* _PROBLEM_
Every line below that mentions the word "hasUntrackedURL" should be copied out.

* _RECORDS PROVIDED_

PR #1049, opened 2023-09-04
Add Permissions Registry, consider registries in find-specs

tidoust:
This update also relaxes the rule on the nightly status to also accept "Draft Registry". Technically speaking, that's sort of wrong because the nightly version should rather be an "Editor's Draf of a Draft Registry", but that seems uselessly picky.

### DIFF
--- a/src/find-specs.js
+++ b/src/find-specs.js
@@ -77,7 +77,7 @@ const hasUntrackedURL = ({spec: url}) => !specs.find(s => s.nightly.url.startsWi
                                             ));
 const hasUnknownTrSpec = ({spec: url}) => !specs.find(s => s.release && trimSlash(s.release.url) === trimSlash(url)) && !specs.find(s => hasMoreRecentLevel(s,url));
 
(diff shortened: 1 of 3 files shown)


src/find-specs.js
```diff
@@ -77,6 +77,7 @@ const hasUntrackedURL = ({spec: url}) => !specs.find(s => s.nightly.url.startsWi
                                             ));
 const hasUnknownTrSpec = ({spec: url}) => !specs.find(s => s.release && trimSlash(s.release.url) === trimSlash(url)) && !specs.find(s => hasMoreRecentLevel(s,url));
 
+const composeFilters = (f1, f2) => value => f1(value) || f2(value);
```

* _ANSWER SECTION_
@@ -77,7 +77,7 @@ const hasUntrackedURL = ({spec: url}) => !specs.find(s => s.nightly.url.startsWi
@@ -77,6 +77,7 @@ const hasUntrackedURL = ({spec: url}) => !specs.find(s => s.nightly.url.startsWi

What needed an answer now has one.